Assignment 5: Memo for RISD Museum or HMA outlining a plan of public programming. (For RISD,
base on the One Room reports.) Write a 2-3 page memorandum to either the director of the RISD Museum or the Haffenreffer Museum of Anthropology, describing recent developments in community participation in museum programming, and setting out a program for the organization to follow to expand into these areas. Be convincing: explain why this is a good idea. Cite the literature we‟ve read in class. Do research on the organization you choose so that you can argue from present mission, audience, collections, and expertise. Give some examples of other organizations that have done a good job of collecting and presenting this material. Spell out a specific plan of areas to collect, ways to use the material, and audiences that it will attract. (Extra credit: prepare a rough budget, with staffing and costs, and suggest potential granting agencies or foundations that might be interested in funding the project.) Due March 20.

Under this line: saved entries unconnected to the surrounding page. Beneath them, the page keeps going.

PR #257, opened 2025-08-03
feat(set_bookmark): Accept with `ctrl+s` just like inline_desc.

vic:
This patch makes the set_bookmark operation use the same keybindings as inline_desc to accept input.

This improves consistency as user would have expected `ctrl+s` to work on inline edit for bookmarks as well.

### DIFF
--- a/internal/ui/operations/bookmark/set_bookmark.go
+++ b/internal/ui/operations/bookmark/set_bookmark.go
@@ -1,10 +1,13 @@
 package bookmark
 
 import (
-	"github.com/charmbracelet/bubbles/textinput"
 	"strings"
 
+	"github.com/charmbracelet/bubbles/key"
+	"github.com/charmbracelet/bubbles/textinput"
+
 	tea "github.com/charmbracelet/bubbletea"
+	"github.com/idursun/jjui/internal/config"
 	"github.com/idursun/jjui/internal/jj"
 	"github.com/idursun/jjui/internal/ui/common"
 	"github.com/idursun/jjui/internal/ui/context"
@@ -41,12 +44,13 @@ func (s *SetBookmarkOperation) IsFocused() bool {
 }
 
 func (s *SetBookmarkOperation) Update(msg tea.Msg) (operations.OperationWithOverlay, tea.Cmd) {
+	km := config.Current.GetKeyMap()
 	switch msg := msg.(type) {
 	case tea.KeyMsg:
-		switch msg.String() {
-		case "esc":
+		switch {
+		case key.Matches(msg, km.Cancel):
 			return s, common.Close
-		case "enter":
+		case key.Matches(msg, km.Apply, km.InlineDescribe.Accept):
 			return s, s.context.RunCommand(jj.BookmarkSet(s.revision, s.name.Value()), common.Close, common.Refresh)
 		}
 	}


idursun:
This is already possible by adding another key to the `apply` keybinding.

```toml
apply = ["enter", "ctrl+s"]
```

This should make it available across the board. The only reason that inline describe has an additional key binding is because `enter` is bound to "new line", hence cannot be used.

It also looks a little bit weird that set bookmark is using a keybinding from inline describe.

vic:
I was not sure about adding `ctrl+s` to `accept`, because perhaps `accept` is used elsewhere (like confirmation modals) or other places that might use `accept` (in my mind that is `enter`) keybinding. `ctrl+s` is more like "save" and is mentally ok for inline editing bookmarks and descriptions, but not for other places that might be expecting `accept` as `enter`, like confirmations / jj shell / other places we might be using `enter`.

That's why I did not go this route. And instead preferred to re-use whatever key-binding the user already has for inline_desc. Does this makes sense?

idursun:
> I was not sure about adding `ctrl+s` to `accept`, because perhaps `accept` is used elsewhere (like confirmation modals) or other places that might use `accept` (in my mind that is `enter`) keybinding. `ctrl+s` is more like "save" and is mentally ok for inline editing bookmarks and descriptions, but not for other places that might be expecting `accept` as `enter`, like confirmations / jj shell / other places we might be using `enter`.

Yes, that's correct and fair. While editing text, `enter` should be the default for accepting changes across the board. We don't even need to make it configurable. 

The only inconsistent case is the inline describe editor, which is a multi-line editor. If set bookmark editor was a multi-line editor, then this would make sense. I've added added extra `ctrl+s` binding there just in case users have a problem with using `alt+enter` due to limited terminal key support. If that concern is unfounded, then the move to make for consistency sake is to remove the `ctrl+s` extra binding from inline describe.

What do you think?

vic:
Having `ctrl+s` on multi-line editors (inline_desc) makes total sense.  I just got used to it actually, and was surprised when trying to add a bookmark that `ctrl+s` was doing nothing. But it was just because somehow my mind expected both to work the same way (again as `save`). 

I know bookmarks are not multi-line, perhaps all we are missing is to show the keybinding help at the status bar when entering bookmark edit mode. Without any key indicator my mind just assumed that `ctrl+s` was going to work as it did on inline_desc.

I'd say to remove `alt+enter` instead and just leave `ctrl+s` on multi-line editors. Since `alt+` seems limited on Mac terminals ? (I'm on Linux so I haven't tested this first-hand).


So, what if we use `ctrl+s` for saving inline-editors and also show help on the status bar. 

(we might remove alt+enter from inline_desc editor)

(on bookmark_edit that is not multi-line should `enter` be still bound?)

idursun:
> I'd say to remove alt+enter instead and just leave ctrl+s on multi-line editors. Since alt+ seems limited on Mac terminals ? (I'm on Linux so I haven't tested this first-hand).

`alt+enter` works fine on Macs. Only `alt+letter` bindings don't work, at least with my current keyboard settings.

> (on bookmark_edit that is not multi-line should enter be still bound?)

Yes, because `enter` doesn't mean new line in single line editors, so it should stay as the default for finishing editing.

> Having ctrl+s on multi-line editors (inline_desc) makes total sense. I just got used to it actually, and was surprised when trying to add a bookmark that ctrl+s was doing nothing. But it was just because somehow my mind expected both to work the same way (again as save).

Going back to my first comment, to support this, we should respect the following configuration in single-line text editors, **not only in set bookmark but in all of them (e.g. revset, menu filters, status editors, etc)**

```toml
apply = ["enter", "ctrl+s"]
```

To reiterate, instead of patching one use case after another, I'd personally go with hunting down every inlined `enter` key binding, and change it with `apply`.

vic:
Closing this, I will first make sure we all places that use an inlined `enter` use the `apply` keybinding instead.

Assignment 6: Mobile RI. RI Council for the Humanities and the Public Humanities Center are producing a mobile app of RI history. We will be working on black history in RI, working with the RI Black Heritage Society, and on the Blackstone region, working with Slater Mill Historic Site. Each student will write one entry, doing the research, finding media (audio and video), and writing to the project guidelines. Due 3/27; second draft will be due 4/15. More information to come. Assignment 7: Collections committee memorandum. Write a memo to the National Museum of American History collections committee making the case for collecting some artifact or collection. Model it on the example memoranda. Describe present collections in the museum and how it builds on strengths or fills in gaps; how the object might be used in research and exhibitions; any community connections; any possible political concerns. You might also want to outline similar collections at other museums. Be convincing. 3-5 pages. Due April 15. Note: if you‟d like to write for another museum, you may. Assignment 8. Write 2 questions for the Ethics Bowl competition, based on any topic covered in class this semester. Model them on the IUPUI Ethics Bowl, or on the Archaeology Ethics Bowl. Due at class on Thursday, May 1.